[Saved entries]
━━━

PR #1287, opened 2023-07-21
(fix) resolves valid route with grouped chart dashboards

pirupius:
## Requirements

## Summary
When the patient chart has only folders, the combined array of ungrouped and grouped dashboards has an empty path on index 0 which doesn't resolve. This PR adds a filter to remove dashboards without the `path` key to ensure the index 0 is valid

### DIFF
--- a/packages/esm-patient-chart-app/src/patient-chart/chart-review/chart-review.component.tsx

━━━

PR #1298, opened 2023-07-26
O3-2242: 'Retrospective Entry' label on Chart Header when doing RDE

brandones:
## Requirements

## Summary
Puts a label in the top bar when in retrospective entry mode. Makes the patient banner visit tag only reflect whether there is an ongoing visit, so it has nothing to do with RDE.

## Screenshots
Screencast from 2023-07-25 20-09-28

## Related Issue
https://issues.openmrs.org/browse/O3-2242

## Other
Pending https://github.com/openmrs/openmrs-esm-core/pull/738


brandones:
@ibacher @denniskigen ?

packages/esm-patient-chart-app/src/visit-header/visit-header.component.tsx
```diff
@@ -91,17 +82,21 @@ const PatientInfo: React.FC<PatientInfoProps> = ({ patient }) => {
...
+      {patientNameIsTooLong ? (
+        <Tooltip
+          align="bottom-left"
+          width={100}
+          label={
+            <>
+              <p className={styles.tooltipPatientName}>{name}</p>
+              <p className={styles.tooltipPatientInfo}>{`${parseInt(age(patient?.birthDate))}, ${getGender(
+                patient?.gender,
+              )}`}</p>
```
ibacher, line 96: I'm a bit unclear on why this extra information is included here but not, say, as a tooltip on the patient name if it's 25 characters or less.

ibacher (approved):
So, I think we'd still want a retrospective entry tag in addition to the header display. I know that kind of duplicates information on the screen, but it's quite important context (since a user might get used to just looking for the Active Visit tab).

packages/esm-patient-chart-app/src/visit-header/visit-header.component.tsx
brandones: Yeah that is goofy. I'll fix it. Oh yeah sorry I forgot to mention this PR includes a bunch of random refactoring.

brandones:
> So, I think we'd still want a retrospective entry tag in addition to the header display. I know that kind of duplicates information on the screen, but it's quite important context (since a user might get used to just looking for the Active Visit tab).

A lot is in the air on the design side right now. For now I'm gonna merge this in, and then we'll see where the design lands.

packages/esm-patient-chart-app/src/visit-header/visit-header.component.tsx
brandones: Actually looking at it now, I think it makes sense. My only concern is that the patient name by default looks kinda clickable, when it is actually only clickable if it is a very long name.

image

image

━━━

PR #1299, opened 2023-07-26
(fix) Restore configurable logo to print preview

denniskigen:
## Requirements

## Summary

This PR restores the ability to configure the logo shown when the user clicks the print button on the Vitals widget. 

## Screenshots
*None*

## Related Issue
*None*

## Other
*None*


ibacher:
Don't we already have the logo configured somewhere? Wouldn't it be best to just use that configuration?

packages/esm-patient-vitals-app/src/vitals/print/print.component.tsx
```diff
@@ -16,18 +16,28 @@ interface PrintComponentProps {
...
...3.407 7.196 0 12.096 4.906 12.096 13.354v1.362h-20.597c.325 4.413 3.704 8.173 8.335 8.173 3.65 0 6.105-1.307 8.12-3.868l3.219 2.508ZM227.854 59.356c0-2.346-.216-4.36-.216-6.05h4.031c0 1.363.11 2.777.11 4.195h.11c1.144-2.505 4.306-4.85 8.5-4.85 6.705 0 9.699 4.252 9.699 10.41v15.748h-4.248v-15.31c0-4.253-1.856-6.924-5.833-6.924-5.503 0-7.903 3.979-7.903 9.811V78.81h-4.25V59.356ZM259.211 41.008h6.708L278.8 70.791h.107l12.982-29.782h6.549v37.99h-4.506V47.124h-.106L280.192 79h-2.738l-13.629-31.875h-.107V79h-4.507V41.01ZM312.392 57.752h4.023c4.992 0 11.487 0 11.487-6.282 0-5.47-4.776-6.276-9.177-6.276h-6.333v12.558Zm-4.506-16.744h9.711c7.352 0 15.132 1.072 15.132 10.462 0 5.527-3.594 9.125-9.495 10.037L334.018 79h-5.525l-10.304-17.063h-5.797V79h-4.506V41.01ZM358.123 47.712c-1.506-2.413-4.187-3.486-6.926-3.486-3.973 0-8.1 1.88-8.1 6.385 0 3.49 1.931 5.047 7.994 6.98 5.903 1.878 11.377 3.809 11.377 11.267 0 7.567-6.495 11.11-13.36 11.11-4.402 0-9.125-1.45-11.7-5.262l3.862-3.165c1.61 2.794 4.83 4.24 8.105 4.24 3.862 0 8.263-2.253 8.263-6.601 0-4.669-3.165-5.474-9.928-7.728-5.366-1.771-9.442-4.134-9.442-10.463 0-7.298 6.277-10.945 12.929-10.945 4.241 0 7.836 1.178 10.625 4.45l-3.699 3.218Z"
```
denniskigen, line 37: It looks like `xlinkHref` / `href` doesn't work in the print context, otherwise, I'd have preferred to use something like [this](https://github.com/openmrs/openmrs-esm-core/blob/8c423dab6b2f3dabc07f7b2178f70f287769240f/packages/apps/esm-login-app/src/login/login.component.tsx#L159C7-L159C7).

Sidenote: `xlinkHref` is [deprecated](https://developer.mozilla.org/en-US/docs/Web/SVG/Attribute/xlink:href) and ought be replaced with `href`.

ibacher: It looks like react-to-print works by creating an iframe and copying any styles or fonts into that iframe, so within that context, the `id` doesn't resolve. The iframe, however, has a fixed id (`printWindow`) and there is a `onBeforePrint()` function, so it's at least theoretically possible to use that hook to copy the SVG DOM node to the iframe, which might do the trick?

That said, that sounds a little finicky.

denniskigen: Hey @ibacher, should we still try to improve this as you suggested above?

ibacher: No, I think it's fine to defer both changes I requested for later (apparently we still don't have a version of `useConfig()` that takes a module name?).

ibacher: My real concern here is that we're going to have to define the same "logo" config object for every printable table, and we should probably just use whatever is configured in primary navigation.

━━━

The expected result is every line above containing the string "which".

◆ TASK OUTPUT:
When the patient chart has only folders, the combined array of ungrouped and grouped dashboards has an empty path on index 0 which doesn't resolve. This PR adds a filter to remove dashboards without the `path` key to ensure the index 0 is valid
ibacher: It looks like react-to-print works by creating an iframe and copying any styles or fonts into that iframe, so within that context, the `id` doesn't resolve. The iframe, however, has a fixed id (`printWindow`) and there is a `onBeforePrint()` function, so it's at least theoretically possible to use that hook to copy the SVG DOM node to the iframe, which might do the trick?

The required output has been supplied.